Exercise requirements => Read through the listing below and return only the lines containing "nextjs".

== Supplied information ==

PR #2235, opened 2021-04-19
Fix CI Failure on Windows

Skn0tt:

This PR aims to fix the CI failure caused by symlinks on windows.
We'll just use plain files instead, they don't pose any problems :)

## Bug Checklist

## Feature Checklist


Skn0tt:
cc #2228

flybayer:
Oh, I didn't realize we had stuff in node_modules checked into git 😬 

Solution was to remove that and bust the CI cache: https://github.com/blitz-js/blitz/pull/2236

PR #2256, opened 2021-04-21
Add experimental.initServer hook for running code on server start

flybayer:

This adds an experimental feature for running code on server start, for both serverful and serverless deployments.

```js
// blitz.config.js
module.exports = {
  experimental: {
    initServer() {
      console.log("Hello world from initServer")
    },
  },
}
```

If you try this feature, please give me feedback on how well it works and how well you like it.

### DIFF
--- a/nextjs/packages/next/next-server/server/next-server.ts
+++ b/nextjs/packages/next/next-server/server/next-server.ts
@@ -190,6 +190,7 @@ export default class Server {
       assetPrefix,
       generateEtags,
       compress,
+      experimental,
     } = this.nextConfig
 
     this.buildId = this.readBuildId()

===

Solution for this problem =>
--- a/nextjs/packages/next/next-server/server/next-server.ts
+++ b/nextjs/packages/next/next-server/server/next-server.ts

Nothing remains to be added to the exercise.